2. Eine fertige Shop-Software (Open Source oder Lizenzpflichtig).

3. Eine Mietlösung SaaS (Software-as-a-Service), d.h. ein fremd-gehostetes System.

Die erste Variante ist immens Zeit- und Kostenintensiv und empfiehlt sich somit für die meisten Shop-Betreiber im KMU Bereich nicht. Bei der zweiten und dritten Variante, greifen Sie auf bestehende und je nach Anbieter mehr oder weniger etablierte Shopsysteme zurück – und damit auch auf entsprechende Expertise in Wartung und Betrieb. Neben den gängigen fertigen Shopsystemen wie Oxid, Magento & Co gibt es verschiedene Anbieter, die Shopsysteme als Dienstleistung direkt von ihrem Server zur Verfügung stellen.

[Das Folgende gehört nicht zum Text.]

PR #917, opened 2022-06-20
Bach fix for `.json[negative index]` and other small improvements

thijs-obj:
Changes:
* Bugfix: previously `.json[-5]` would give an error on BigQuery if `-5` was not a valid index. Whereas on Postgres, and with positive indexes it gives `NULL`. Now with non-existing negative indexes it also gives NULL
* Slightly changed implementation for negative indexes: reverse the array instead of using array-length to calculate positive index. This way the json-series is only referenced once in the expression instead of twice, which is an improvement if the expression is non-trivial.
* Optimized test: single query vs three queries previously

Of course changing both the tests and the implementation in a single PR is not a best practice. But I figured since I only changed one of the implementations (Postgres is unchanged) and the change is small, it would be easier to have a in single PR.

### DIFF
--- a/bach/bach/series/series_json.py
+++ b/bach/bach/series/series_json.py
@@ -525,14 +525,16 @@ class JsonBigQueryAccessorImpl(Generic[TSeriesJson]):
 
     def get_array_item(self, key: int) -> 'TSeriesJson':
         """ For documentation, see implementation in parent class :class:`JsonAccessor` """
-        if key >= 0:
-            expression = Expression.construct(f'''JSON_QUERY({{}}, '$[{key}]')''', self._series_object)
-            return self._series_object.copy_override(expression=expression)
-        # case key < 0
-        # BigQuery doesn't (yet) natively support this, so we emulate this.
-        array_len = self.get_array_length()
-        expr_offset = Expression.construct(f'OFFSET({{}} {key})', array_len)
-        expression = Expression.construct('JSON_QUERY_ARRAY({})[{}]', self._series_object, expr_offset)
+        if key < 0:
+            # BigQuery doesn't (yet) natively support this, so we emulate this by reversing the array
+            key = -key - 1
+            array_expr = Expression.construct(
+                "'[' || ARRAY_TO_STRING(ARRAY_REVERSE(JSON_QUERY_ARRAY({})), ', ') || ']'",
+                self._series_object
+            )
+        else:
+            array_expr = self._series_object.expression
+        expression = Expression.construct(f'''JSON_QUERY({{}}, '$[{key}]')''', array_expr)
         return self._series_object.copy_override(expression=expression)
 
     def get_dict_item(self, key: str) -> 'TSeriesJson':
--- a/bach/bach/series/series_json.py
+++ b/bach/bach/series/series_json.py
@@ -532,14 +532,13 @@ class JsonBigQueryAccessorImpl(Generic[TSeriesJson]):
         """
         if key < 0:
             # BigQuery doesn't (yet) natively support this, so we emulate this by reversing the array
-            key = -key - 1
-            array_expr = Expression.construct(
-                "'[' || ARRAY_TO_STRING(ARRAY_REVERSE(JSON_QUERY_ARRAY({})), ', ') || ']'",
+            key = abs(key)
+            expression = Expression.construct(
+                f'ARRAY_REVERSE(JSON_QUERY_ARRAY({{}}))[SAFE_ORDINAL({key})]',
                 self._series_object
             )
         else:
-            array_expr = self._series_object.expression
-        expression = Expression.construct(f'''JSON_QUERY({{}}, '$[{key}]')''', array_expr)
+            expression = Expression.construct(f'''JSON_QUERY({{}}, '$[{key}]')''', self._series_object)
         return self._series_object.copy_override(expression=expression)
 
     def get_dict_item(self, key: str) -> 'TSeriesJson':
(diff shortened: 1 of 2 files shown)


bach/tests/functional/bach/test_series_json.py
```diff
@@ -134,45 +134,24 @@ def test_json_compare(engine, dtype):
...
-            [2, None],
-            [3, {"_type": "SectionContext", "id": "top-10"}],
-            [4, None]
-        ]
-    )
-    bts = bt.mixed_column.json["a"]
+    bt = bt[['mixed_column']]
+    bt['get_0'] = bt.mixed_column.json[0]
+    bt['get_min2'] = bt.mixed_column.json[-3]
+    bt['get_min5'] = bt.mixed_column.json[-5]  # -5 doesn't exist, we expect to get `None`
```
thijs-obj, line 141: This gave an error previously. Something I saw while working on the `nice_name` PR yesterday

bach/tests/functional/bach/test_series_json.py
```diff
@@ -134,45 +134,24 @@ def test_json_compare(engine, dtype):
...
+    bt['get_a'] = bt.mixed_column.json["a"]
+    bt = bt.drop(columns=['mixed_column'])
+    print(bt.view_sql())
```
vard-obj, line 144: I guess this print is not needed.

bach/bach/series/series_json.py
```diff
@@ -524,15 +524,22 @@ def _find_in_json_list(self, filtering_slice: Dict[str, str], is_start: bool):
...
+        if key < 0:
+            # BigQuery doesn't (yet) natively support this, so we emulate this by reversing the array
+            key = -key - 1
+            array_expr = Expression.construct(
+                "'[' || ARRAY_TO_STRING(ARRAY_REVERSE(JSON_QUERY_ARRAY({})), ', ') || ']'",
+                self._series_object
+            )
+        else:
+            array_expr = self._series_object.expression
+        expression = Expression.construct(f'''JSON_QUERY({{}}, '$[{key}]')''', array_expr)
```
KathiaBarahona, line 542: I think we can simplify the expression even more by just converting the json into array once and stringify the array with `FORMAT` function and using `SAFE_OFFSET` for avoiding raising errors for index out of range.
```suggestion
        array_expr = f'JSON_QUERY_ARRAY({{}})'
        if key < 0:
            # BigQuery doesn't (yet) natively support this, so we emulate this by reversing the array
            key = -key - 1
            array_expr = f'ARRAY_REVERSE({array_expr})'

        access_array_expr = f'{array_expr}[SAFE_OFFSET({key})]'
        expression = Expression.construct(f"FORMAT('%s', {access_array_expr})", self._series_object)
```

bach/tests/functional/bach/test_series_json.py
KathiaBarahona, line 144:
```suggestion
```

KathiaBarahona (changes requested):

bach/tests/functional/bach/test_series_json.py
thijs-obj: ah yes. will remove this.

KathiaBarahona: nvm, just saw @vard-obj commented about it https://github.com/objectiv/objectiv-analytics/pull/917#discussion_r902403008

bach/bach/series/series_json.py
```diff
@@ -524,15 +524,22 @@ def _find_in_json_list(self, filtering_slice: Dict[str, str], is_start: bool):
...
-        expression = Expression.construct('JSON_QUERY_ARRAY({})[{}]', self._series_object, expr_offset)
+        """
+        Returns an item from the json array.
+        The key is treated as a 0-based index. If negative this will count from the end of the array (one
+            based). If the index does not exist this will render None/NULL.
+        This assumes the top-level item in the json is an array
+        """
+        if key < 0:
+            # BigQuery doesn't (yet) natively support this, so we emulate this by reversing the array
+            key = -key - 1
```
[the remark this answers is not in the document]
thijs-obj: ack

bach/tests/functional/bach/test_series_json.py
thijs-obj: doh, forgot about this. Will remove it

bach/bach/series/series_json.py
thijs-obj: Aah that's brilliant, I didn't know about `safe_offset`/`safe_ordinal`

bach/tests/functional/bach/test_series_json.py
thijs-obj: f3164869ec7cbfe971611443a465710ea756690c

bach/bach/series/series_json.py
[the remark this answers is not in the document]
thijs-obj: f3164869ec7cbfe971611443a465710ea756690c

bach/bach/series/series_json.py
KathiaBarahona: true, no need for format

KathiaBarahona (approved):
lgtm, tho I think we are missing a test were we compare if results from using a positive offset are yielding the same as negative offsets if both point to the same position. 
For example: 
```python
list_a = [0, 1, 2, 3]
assert list_a[0] == list_a[-4]
```

thijs-obj:
> lgtm, tho I think we are missing a test were we compare if results from using a positive offset are yielding the same as negative offsets if both point to the same position. For example:
> 
> ```python
> list_a = [0, 1, 2, 3]
> assert list_a[0] == list_a[-4]
> ```

Added a test case in https://github.com/objectiv/objectiv-analytics/pull/917/commits/9e50aef2e8f90fb96ab5809aa03e09049b624bcd

vard-obj (approved):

Plentymarkets, zum Beispiel, ist ein etabliertes Shopsystem, das über eine vollwertige Warenwirtschaft und ein umfangreiches Auftrags-management (Inkl. z.B. Retourabwicklungen, Versandlogistik oder Etikettendruckmöglichkeiten) verfügt. Ja, mein Kind?! arbeitet als offizieller Partner seit vielen Jahren mit Plentymarkets zusammen. Generell ist dies auch ein Vorteil der SaaS Lösungen gegenüber fertig einsetzbarer Shopsysteme, die man auf dem eigenen Server installiert. Auch die Entwicklungs- und Anpassungskosten sind vergleichsweise geringer. Dafür muss man teilweise Defizite in der Individualisierung in Kauf nehmen, da einige Abläufe festgelegt und somit nicht veränderbar sind.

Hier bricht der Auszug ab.